## [Your task]
The answer should consist of all the records, copied exactly.

## [Information provided]
PR #138, opened 2016-11-11
prepare release v0.3.0

mengxr:
Prepare release 0.3:
* update README, versions
* update API doc in CC
* hide protected methods in `Logging`

PR #151, opened 2016-12-21
Re-add note about Python 3 support

nchammas:
I talked @mengxr out of adding this in the first time around [here in this PR](https://github.com/graphframes/graphframes/pull/138), but it looks like GrapheFrames works fine with Python 3, and I've been using it as such for many weeks now.

### DIFF
--- a/README.md
+++ b/README.md
@@ -35,4 +35,5 @@ We welcome open source contributions as well!
 - 0.2.0 release for Spark 2.0 (work of @felixcheung)
 - 0.3.0
   - DataFrame-based connected components implementation
+  - added support for Python 3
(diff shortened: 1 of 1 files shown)


mengxr:
@nchammas I think we cannot promise python 3 support without testing it in Travis CI. Do you have time to update the Travis file?

nchammas:
Good point. Will do.

nchammas:
@mengxr - It looks like tests are already being [run against Python 3](https://github.com/graphframes/graphframes/blob/775367b8a96941f21e0a76bb628771adb0771ff0/.travis.yml#L18-L19).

## [Task answer]
PR #138, opened 2016-11-11
prepare release v0.3.0

mengxr:
Prepare release 0.3:
* update README, versions
* update API doc in CC
* hide protected methods in `Logging`

PR #151, opened 2016-12-21
Re-add note about Python 3 support

nchammas:
I talked @mengxr out of adding this in the first time around [here in this PR](https://github.com/graphframes/graphframes/pull/138), but it looks like GrapheFrames works fine with Python 3, and I've been using it as such for many weeks now.

### DIFF
--- a/README.md
+++ b/README.md
@@ -35,4 +35,5 @@ We welcome open source contributions as well!
 - 0.2.0 release for Spark 2.0 (work of @felixcheung)
 - 0.3.0
   - DataFrame-based connected components implementation
+  - added support for Python 3
(diff shortened: 1 of 1 files shown)


mengxr:
@nchammas I think we cannot promise python 3 support without testing it in Travis CI. Do you have time to update the Travis file?

nchammas:
Good point. Will do.

nchammas:
@mengxr - It looks like tests are already being [run against Python 3](https://github.com/graphframes/graphframes/blob/775367b8a96941f21e0a76bb628771adb0771ff0/.travis.yml#L18-L19).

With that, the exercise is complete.